When I was studying abroad in London, I was overcome by the centuries of life and love and loss and all the little peculiarities of humanity, all piled on top of one another in this incredible jumble of streets and buildings and bridges and landmarks. Just think of it: London has existed for over a thousand years. One thousand years. The Tower of London has been a tourist attraction longer than the United States has been a country.

I attended a choral service at Westminster Abbey one afternoon, really just with the passing interest of a tourist looking for something novel to do, but afterward I was struck by the immensity of what I had done and where I had been. Every English monarch since William the Conqueror has been coronated in that very location. The current building is nearly 800 years old. Think of how many people have filtered in and out of that building, how many feet have walked on that floor, how many sacred sentiments have been expressed in that space. Whether you’re religious or not, when you’re in a place like that you can’t help but feel that the air is charged with centuries of the spiritual electricity of the faithful, of the power of the God in whom they believed—and still believe.

Not to mention, of course, the fact that wandering around the building brings you past the final resting places of Isaac Newton, William Blake, Geoffrey Chaucer, Charles Darwin, and Mary Shelley, to name a few. The history there is tangible, and I could feel it coursing through my body like a sip of alcohol: warm and rather comfortable, but with a fiery edge that demands attention.

On top of that is the magnificence of the building itself. I don’t know about anyone else, but I don’t frequently think of buildings as really having been built by anybody. They just are. But the grandeur of buildings like Westminster Abbey increases exponentially in light of the fact that they were built by ordinary people. People who didn’t understand that sickness was caused by germs, people who almost certainly couldn’t read, people who hadn’t even been exposed to the most basic principles of geometry—and yet those people were able to achieve this incredible, improbable, mastery of physics, this beautiful work of art.
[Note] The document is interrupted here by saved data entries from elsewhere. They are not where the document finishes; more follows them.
PR #1587, opened 2025-04-29
feat: add analytics to api ref docs

xinsong-cui:
## Description of changes

### DIFF
--- a/dokka-aws/src/test/kotlin/aws/sdk/kotlin/dokka/DokkaAwsTest.kt
+++ b/dokka-aws/src/test/kotlin/aws/sdk/kotlin/dokka/DokkaAwsTest.kt
@@ -5,7 +5,6 @@
 package aws.sdk.kotlin.dokka
 
 import org.jsoup.Jsoup
-import org.junit.jupiter.api.Assumptions.assumeTrue
 import org.junit.jupiter.api.Test
 import org.junit.jupiter.api.TestInstance
 import java.io.File
@@ -19,7 +18,7 @@ class DokkaAwsTest {
 
         assertTrue(
             testFile.exists(),
-            "Test file does not exist: ${testFile.absolutePath}"
+            "Test file does not exist: ${testFile.absolutePath}",
         )
 
         val document = Jsoup.parse(testFile, "UTF-8")


docs/dokka-presets/templates/base.ftl
```diff
@@ -7,6 +7,8 @@
 <head>
     <meta name="viewport" content="width=device-width, initial-scale=1" charset="UTF-8">
     <@page_metadata.display/>
+    <#-- AWS Analytics tracking script - Implements site-wide analytics and tracking functionality -->
+    <script src="https://a0.awsstatic.com/s_code/js/3.0/awshome_s_code.js"></script>
```
lauzadis, line 11: Instead of editing the base template we should add the scripts using `customAssets`/ `customStyleSheets`: 

 https://github.com/awslabs/aws-sdk-kotlin/blob/0dc1f013b0b732222a4f853203659dc7bcbe344c/build.gradle.kts#L50-L58

xinsong-cui: Is there a reason not adding them into base template? 
AWS Analytics needs to be [loaded first before other script](https://w.amazon.com/bin/view/AWS_Marketing/DSE/MetricsEngineering/AnalyticsSCode/ImplementSCode#:~:text=Make%20sure%20that%20the%20script%20load%C2%A0before%20all%20other%20JS%20scripts.%C2%A0)
and ShortBread needs to be placed [before closing \<head\> tags](https://quip-amazon.com/xatbA1SwKdap/Getting-Started-with-Shortbread-CDN)

I tried to add them into `customAssets`/ `customStyleSheets` but it seems I cannot control the loading order.

xinsong-cui: I was wrong earlier, adding to `customAssets` or `customStyleSheets` won’t work, they only accept local files. From what I’ve found, the only way to integrate a CDN link is by modifying the base template.

xinsong-cui: I was wrong earlier, adding to `customAssets` or `customStyleSheets` won’t work, they only accept local files. From what I’ve found, the only way to integrate a CDN link is by modifying the base template.

dokka-aws/src/test/kotlin/aws/sdk/kotlin/dokka/DokkaAwsTest.kt
```diff
@@ -0,0 +1,40 @@
...
+@TestInstance(TestInstance.Lifecycle.PER_CLASS)
+class DokkaAwsTest {
+    @Test
+    fun testLoadScripts() {
+        val testFile = File("build/dokka/html/index.html")
+
+        assumeTrue(
+            testFile.exists(),
+            "Skipping test: test file does not exist",
+        )
```
ianbotsf, line 23: **Nit**: We should not skip the test if the test file doesn't exist. We should fail (i.e., `assertTrue`).

gradle/libs.versions.toml
```diff
@@ -26,6 +26,7 @@ kotlinx-benchmark-version = "0.4.12"
 kotlinx-serialization-version = "1.7.3"
 mockk-version = "1.13.13"
 slf4j-version = "2.0.16"
+jsoup-version = "1.19.1"
```
ianbotsf, line 29: **Nit**: The latest release is [**1.20.1**](https://github.com/jhy/jsoup/releases/tag/jsoup-1.20.1)

ianbotsf (approved):
Minor feedback, fix and ship!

Why could they do that? How is it possible for these people who understood next to nothing about their world to accomplish something so immense? It’s because they were human. And humans are nothing if not innovative, creative, constantly seeking out ways to make our mark on the world. The same thing that allows you or me to figure out how to use our new smart phones is what allowed these seemingly-ignorant 13th-century craftsmen to build gravity-defying cathedrals.

It’s easy, being from a relatively young country, to feel entirely separate from all that history. America tends to forget its past, because we are not surrounded by it. We don’t bear the weight of a thousand years of history. We are forward-thinking, all about the future. What happened before doesn’t matter to America. When buildings get old, we knock them down and build new ones. Yes, our dedication to the shiny and new is what makes America a cultural center of the world, but it seems to me that, in the process of constantly renewing ourselves, we forget about all of those people who lived and breathed and fell in love and ate breakfast and bought clothes in the decades, centuries, millennia before us.

Of course, it is also true that being so completely surrounded by history can make you jaded and forget the significance of that past. While in London, I spent time with both Americans and Brits, and I got to thinking about what makes us so different. I came to the conclusion that it really comes down not just to the specifics of our histories, but also to the sheer amount of it. It seems to me that America has a sense of optimism and a need to prove itself to the world that England has long since outgrown. Much of British culture is built on centuries of traditions, whereas much of American culture is built on change and new-ness.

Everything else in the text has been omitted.